For the past decade, foreign and domestic analysts of Russia’s economy have fretted over capital flight. Numerous analysts, for example, in the Bank of Finland Institute for Economies in Transition, have tried to quantify capital flight. The presence of large capital flight is presumed to reflect a poor investment climate in Russia. It is also said to be a contributing factor of Russia’s long-run contraction. Investing in villas on the Mediterranean cannot finance investments in industry that are required to increase productivity and output.

Shortly after the August 17, 1998, default and devaluation, the Central Bank of Russia imposed a 75% repatriation rule on export revenues. Exporters were required to repatriate 75% of their overseas earnings and sell them for rubles on the domestic market. We discussed this process at length in “The 100% Repatriation Rule: An Option for Russia.”

Despite concerns about capital flight and its presumed harmful effects, the Central Bank’s 75% repatriation policy is not popular. Critics fall into two camps. The first is opposed on ideological grounds. Financial liberalization, free movement of capital, is a standard view of the International Monetary Fund, other international financial institutions, the U.S. Treasury, and numerous scholars in think tanks and universities. Their Russian counterparts, who have read Western textbooks or studied in the West, agree that reducing or eliminating exchange controls on capital account transactions are a hallmark of a market economy. To the extent that the Central Bank restricts these transactions, Russia is seen to lag the West.

The second camp is opposed to the 75% repatriation rule on pragmatic grounds. Its members, who include bankers, owners and managers of exporting enterprises, lawyers, and investment analysts, argue that it is easy to circumvent capital controls, and, that as a matter of fact, the rule is only partly effective. Accordingly, they maintain, why not simply adjust policy with reality.

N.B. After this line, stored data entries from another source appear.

PR #2171, opened 2024-11-28
Simplify empty permutations

leonardoalt:
Permutations of the form `0 $ [...] is S $ [...]` can be simplified to `S = 0`. If this were a lookup, it would be a tautology and the constraint could be removed entirely. But as a permutation we're saying the LHS (empty set) is a permutation of the RHS, therefore RHS must also be the empty set. This is enforced by the simplified constraint.

### DIFF
--- a/pilopt/src/lib.rs
+++ b/pilopt/src/lib.rs
@@ -28,6 +28,7 @@ pub fn optimize<T: FieldElement>(mut pil_file: Analyzed<T>) -> Analyzed<T> {
     deduplicate_fixed_columns(&mut pil_file);
     simplify_identities(&mut pil_file);
     extract_constant_lookups(&mut pil_file);
+    simplify_empty_permutations(&mut pil_file);
     remove_constant_witness_columns(&mut pil_file);
     simplify_identities(&mut pil_file);
     remove_trivial_identities(&mut pil_file);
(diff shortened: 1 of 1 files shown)


pilopt/src/lib.rs
```diff
@@ -439,6 +440,39 @@ fn extract_constant_lookups<T: FieldElement>(pil_file: &mut Analyzed<T>) {
...
+                if !matches!(&left.selector, AlgebraicExpression::Number(n) if n == &T::zero()) {
+                    continue;
+                }
+
+                let pol = PolynomialIdentity {
+                    id: *id,
+                    expression: right.selector.clone(),
+                    source: source.clone(),
+                };
+                *identity = Identity::Polynomial(pol);
```
chriseth, line 470: Can we just remove the phantom? Shouldn't we keep it so that the multiplicity can be set to zero?

chriseth: Ah, there is no multiplicity. Hm.

leonardoalt: I'm not too aware of that stuff, but if changing the multiplicity only makes more sense can do that too

chriseth: What I'm saying is: If we remove the phantom, we should also remove the columns and constraints generated from the phantom. We had a similar problem before, but not sure how we resolved it.

leonardoalt: Do you have a simple example of the other constraints that are generated?
I think it could be the case that they are still sound regardless, because we're not removing the phantom permutation, rather making them unsatisfiable.

leonardoalt:
I don't know how this is passing CI

leonardoalt:
@chriseth @georgwiese do you think this is fine then or not?

leonardoalt:
With https://github.com/powdr-labs/powdr/pull/2143 this might not be needed anymore. Closing for now.

PR #2178, opened 2024-11-29
Fix some tests

leonardoalt:


riscv/src/large_field/runtime.rs
```diff
@@ -331,7 +331,7 @@ impl Runtime {
             "std::machines::large_field::arith::Arith",
             None,
             "arith",
-            vec![],
+            vec!["MIN_DEGREE", "MAIN_MAX_DEGREE"],
```
leonardoalt, line 334: this was missing

riscv/tests/common/mod.rs
```diff
@@ -56,6 +44,18 @@ pub fn verify_riscv_asm_string<T: FieldElement, S: serde::Serialize + Send + Syn
         );
     }
 
+    // Compute the witness once for all tests that follow.
```
leonardoalt, line 47: moved here to have the fast executor always run before witgen, required by some tests

riscv/tests/riscv.rs
```diff
@@ -531,7 +531,7 @@ fn features_with_options<T: FieldElement>(options: CompilerOptions) {
         &from_elf,
         &[expected.into()],
         None,
-        true,
+        false,
```
leonardoalt, line 534: executor complains about these

riscv/tests/riscv.rs
```diff
@@ -615,12 +615,12 @@ fn many_chunks_memory() {
 }
 
 fn verify_riscv_crate(case: &str, inputs: &[u64], executor_witgen: bool) {
-    verify_riscv_crate_bb(case, inputs.iter().map(|&x| x.into()).collect());
     verify_riscv_crate_gl(
         case,
         inputs.iter().map(|&x| x.into()).collect(),
         executor_witgen,
     );
+    verify_riscv_crate_bb(case, inputs.iter().map(|&x| x.into()).collect());
```
leonardoalt, line 623: some tests rely on running GL before BB

riscv/src/small_field/runtime.rs
```diff
@@ -76,14 +76,14 @@ impl Runtime {
             [
                 r#"instr shl XL, YL, ZH, ZL, WL
                     link ~> (tmp1_h, tmp1_l) = regs.mload(0, XL, STEP)
-                    link ~> (tmp2_h, tmp2_l) = regs.mload(0, YL, STEP)
+                    link ~> (tmp2_h, tmp2_l) = regs.mload(0, YL, STEP + 1)
```
pacheco, line 79: just to understand: is it an issue having two reads in the same time step?

leonardoalt: For the same address actually yes (which happened earlier when I was testing the new Mock prover stuff). I also thought it wasn't a problem, and it actually didn't use to be when we used a lookup, but with a permutation it is an issue because the count doesn't match anymore.

riscv/tests/riscv.rs
pacheco: mmm that is weird, its a pretty simple program

riscv/tests/riscv.rs
leonardoalt: I think it was a test that expects a fail instruction from the executor, but since the executor isn't implemented for BB it failed differently

riscv/tests/riscv.rs
leonardoalt: yea it complains about a submachine with no columns, I feel like the fix would be simple but wanted to keep this PR going, can fix that separately

pacheco (approved):

PR #2187, opened 2024-12-02
update CI ubuntu

leonardoalt:


.github/workflows/nightly-tests.yml
```diff
@@ -43,22 +43,25 @@ jobs:
...
-          ~/.cargo/registry
-          ~/.cargo/git
-          target
-        key: ${{ runner.os }}-cargo-release-${{ hashFiles('**/Cargo.toml') }}
+          ~/.cargo/registry/index/
+          ~/.cargo/registry/cache/
+          ~/.cargo/git/db/
+          target/
+          Cargo.lock
+        key: ${{ runner.os }}-cargo-nightly-tests
```
Schaeff, line 64: What is the reasoning for this change?

.github/workflows/nightly-tests.yml
```diff
@@ -74,18 +77,17 @@ jobs:
...
     - name: Install pilcom
       run: git clone https://github.com/0xPolygonHermez/pilcom.git  && cd pilcom && npm install
     - name: Check without Halo2
       run: cargo check --all --no-default-features
     - name: Build
       run: cargo build --all --release --all-features
     - name: Run tests
-      # Number threads is set to 1 because the runner does not have enough memeory for more.
-      run: PILCOM=$(pwd)/pilcom/ cargo test --all --release --verbose --all-features -- --include-ignored --nocapture --test-threads=1
+      # Number threads is set to 1 because the runner does not have enough memory for more.
```
Schaeff, line 90: Comment is outdated since test-threads is not 1 anymore

.github/workflows/nightly-tests.yml
leonardoalt: using the same cache as pr-tests, Lucas changed it from time to time so I assume this is more optimized

.github/workflows/nightly-tests.yml
leonardoalt: removed comment

PR #2188, opened 2024-12-03
Revert "Parallelize calls to prover functions (#2176)"

leonardoalt:
This reverts commit d980c68f89386160e3ffd6b2ce4e62f26c045cdf from https://github.com/powdr-labs/powdr/pull/2176


georgwiese (approved):
For context: This is due to a performance regression.

leonardoalt:
I ran some tests vs main and can confirm this brings back same witgen speed

PR #2189, opened 2024-12-03
Expose stdout/stderr in Session

leonardoalt:
This PR:
- Makes explicit the notion that 0=stdin, 1=stdout, 2=stdout in the QueryCallback's "FS"
- Exposes the outputs in Session
- Removes printing to stdout and stderr in the callback itself. This is now the responsibility of the host if needed.
- Adds the Fibonacci test with stdout to CI using the write mechanism

The idea is that after this we should also expose the proof's publics and make a stream mechanism for inputs and outputs

### DIFF
--- a/pipeline/src/lib.rs
+++ b/pipeline/src/lib.rs
@@ -34,6 +34,12 @@ impl HostContext {
         (ctx, cb)
     }
 
+    pub fn clear_outputs(&mut self) {
+        let mut fs = self.file_data.lock().unwrap();
+        fs.insert(1, vec![]);
+        fs.insert(2, vec![]);
+    }
+
     pub fn read<T: DeserializeOwned>(&self, fd: u32) -> Result<T, String> {
         let fs = self.file_data.lock().unwrap();
         if let Some(data) = fs.get(&fd) {
@@ -59,7 +65,7 @@ impl HostContext {
                         as char;
                     match fd {
                         // stdin, stdout and stderr are supported by the default callback
-                        0..=2 => return Err(format!("Unsupported file descriptor: {fd}")),
+                        0 => return Err(format!("Unsupported file descriptor: {fd}")),
                         _ => {
                             let mut map = fs.lock().unwrap();
                             map.entry(fd).or_default().push(byte as u8);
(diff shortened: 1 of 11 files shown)


pipeline/src/lib.rs
```diff
@@ -59,7 +65,7 @@ impl HostContext {
                         as char;
                     match fd {
                         // stdin, stdout and stderr are supported by the default callback
-                        0..=2 => return Err(format!("Unsupported file descriptor: {fd}")),
+                        0 => return Err(format!("Unsupported file descriptor: {fd}")),
```
pacheco, line 68: Comment right above needs to be updated i think.
Also looking at the code, who handles fds 1 and 2? is `HostContext` only used for riscv? 
`handle_simple_queries_callback` also seems to handle 1 and 2?

pipeline/src/lib.rs
```diff
@@ -34,6 +34,12 @@ impl HostContext {
         (ctx, cb)
     }
 
+    pub fn clear_outputs(&mut self) {
```
pacheco, line 37: shouldn't this be private and the pipeline then responsible for calling this when appropriate?

leonardoalt: but will pipeline be able to call this if it's private?

pacheco:
Also, what do we do about our `runtime::print`? it won't print anymore right?

pipeline/src/lib.rs
leonardoalt: IMO there should be no special treatment for 1 and 2 in the callback itself, the host should just read it afterwards from pipeline or session if needed

leonardoalt:
> Also, what do we do about our `runtime::print`? it won't print anymore right?

we can print it in the test

pacheco:
> > Also, what do we do about our `runtime::print`? it won't print anymore right?
> 
> we can print it in the test

i mean, won't it be confusing to users that `runtime::print` does nothing?

pipeline/src/lib.rs
pacheco: what I was thinking is if this should be "automatic" for pipeline users (as in, isn't it a kind of artifact too, that needs to be cleared if you run some part of the pipeline again)

leonardoalt:
ahhh runtime print, sorry I confused with the test. Yea true... let me think about it

pipeline/src/lib.rs
pacheco: but there is code in `handle_simple_queries_callback` to handle it... is the `HostContext` callback always present? which one handles it?

pipeline/src/lib.rs
leonardoalt: it's kind of part of the witness, but in a different data structure. But I'm not sure I understand what the suggestion is

pipeline/src/lib.rs
leonardoalt: I removed that though, check `pipeline/src/lib.rs` here

pipeline/src/lib.rs
```diff
@@ -169,22 +175,6 @@ pub fn handle_simple_queries_callback<'a, T: FieldElement>() -> impl QueryCallba
         let (id, data) = parse_query(query)?;
         match id {
             "None" => Ok(None),
-            "Output" => {
```
leonardoalt, line 172: @pacheco here

pacheco: oh right, my bad, i must have looked into the old version

pacheco (approved):

leonardoalt:
I removed it from the queue again because somehow the newly added Fibonacci RISCV test (as an example) is running in every job, instead of in one.

pacheco (approved):

PR #2196, opened 2024-12-04
don't generate memory machine traces executing in `Fast` mode

pacheco:
these calls were missing the `ExecMode::Trace` check

### DIFF
--- a/riscv-executor/src/lib.rs
+++ b/riscv-executor/src/lib.rs
@@ -699,28 +699,30 @@ mod builder {
             self.set_next_pc().and(Some(st_line))
         }
 
-        pub(crate) fn set_mem(&mut self, addr: u32, val: u32) {
+        pub(crate) fn set_mem(&mut self, addr: u32, val: u32, step: u32, selector: u32) {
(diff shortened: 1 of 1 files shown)


riscv-executor/src/lib.rs
```diff
@@ -1982,7 +1954,7 @@ impl<'a, 'b, F: FieldElement> Executor<'a, 'b, F> {
                 assert_eq!(input_ptr % 4, 0);
 
                 let inputs: [u64; 8] = (0..16)
-                    .map(|i| self.proc.get_mem(input_ptr + i * 4))
+                    .map(|i| self.proc.get_mem(input_ptr + i * 4, 0, 0)) // TODO: step/selector for poseidon2
```
leonardoalt, line 1957: TODO here or later?

leonardoalt (approved):

riscv-executor/src/lib.rs
pacheco: witness for poseidon2 is not being generated... so the value here doesn't matter

PR #2198, opened 2024-12-05
Run `cargo bench` in PR CI tests and report result to PR and Github Pages

Schaeff:


.github/workflows/pr-tests.yml
```diff
@@ -237,3 +237,56 @@ jobs:
...
+      uses: benchmark-action/github-action-benchmark@v1
+      with:
+        name: Benchmarks
+        tool: 'cargo'
+        output-file-path: output.txt
+        github-token: ${{ secrets.GITHUB_TOKEN }}
+        auto-push: true
+        alert-threshold: '120%'
+        comment-on-alert: true
+        fail-on-alert: true
```
pacheco, line 291: does this mean the regression will prevent merging? can the merge be forced anyways? maybe a regression is expected in some cases?

Schaeff: Yeah I wasn't sure about this, I can definitely make it not fail on alert!

pacheco: maybe we could start with only the alert and switch it back on once things are more stable

Schaeff: Done!

Schaeff:
Note: now https://docs.powdr.org/dev/bench/ gets deleted every time we merge to main. This PR changes that as well, so that the benchmarks are kept there.

PR #2199, opened 2024-12-05
Use arith-memory in RISCV

leonardoalt:


riscv-runtime/src/arith.rs
```diff
@@ -19,52 +29,70 @@ pub(crate) fn u32_to_be(from: &[u32; 8], to: &mut [u8; 32]) {
...
-    (a, b)
+    let mut res_u8: [u8; 64] = [0u8; 64];
+    u32x16_to_be(&res, &mut res_u8);
+    res_u8
 }
 
-/// Calculate `a*b + c = hi*2**256 + lo` for 256 bit values (as u8 little-endian arrays).
-/// Returns `(hi, lo)`.
-pub fn affine_256_u8_le(mut a: [u8; 32], mut b: [u8; 32], c: [u8; 32]) -> ([u8; 32], [u8; 32]) {
+/// Calculate `a*b + c = d` for 256 bit values (as u8 little-endian arrays).
```
Schaeff, line 69: `d` is 512 bits though right?

Schaeff (commented):
Looks fine, mostly just changing function signatures

riscv-runtime/src/arith.rs
leonardoalt: yes

riscv-executor/src/lib.rs
```diff
@@ -1979,96 +1979,149 @@ impl<'a, 'b, F: FieldElement> Executor<'a, 'b, F> {
...
             "mod_256" => {
-                assert!(args.is_empty());
-                // take input from registers
-                let y2 = (0..8)
-                    .map(|i| self.proc.get_reg(&register_by_idx(i)).into_fe())
+                // a mod b = c
+                let input_ptr_a = self.proc.get_reg_mem(args[0].u()).u();
+                assert_eq!(input_ptr_a % 4, 0);
+                let input_ptr_b = self.proc.get_reg_mem(args[1].u()).u();
+                assert_eq!(input_ptr_b % 4, 0);
```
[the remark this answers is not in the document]
leonardoalt: will do

riscv-runtime/src/arith.rs
leonardoalt: added a comment on the line after this one

riscv-executor/src/lib.rs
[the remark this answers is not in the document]
leonardoalt: changed most of these but not all in the file because some are older and would require more changes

Before addressing these points, it is important to clarify some aspects of capital flight. Capital flight is both external and internal. It is external when exporters leave foreign currency earnings abroad. It is internal when Russian households buy dollars and stuff them in cookie jars and mattresses or use them as the medium of exchange. It is also internal when the Central Bank buys dollars and holds them as reserves. In every case, this portion of export revenues is not available to finance consumption or investment.

The absence of exchange controls on both current and capital account transactions is standard policy in Western market economies. Member nations of the OECD largely comply with this approach.

Proponents of relaxing or removing the Central Bank’s 75% repatriation rule argue that it is incompatible with Russia’s transition to a market economy. The flaw in this argument is that Russia has not evolved into a market economy. Rather, it has devolved into what we call Enterprise Network Socialism. We explained this phenomenon in Chapter 1 of From Predation to Prosperity: Breaking Up Enterprise Network Socialism in Russia. The enterprise network inherited from Soviet central planning effectively seized control of fiscal and monetary policy. During 1991–1998, the government was unable to enforce tax remittance. The Central Bank, during 1991–1995, was unable to control monetary policy or defend the ruble and, in 1998 again unable to defend the ruble.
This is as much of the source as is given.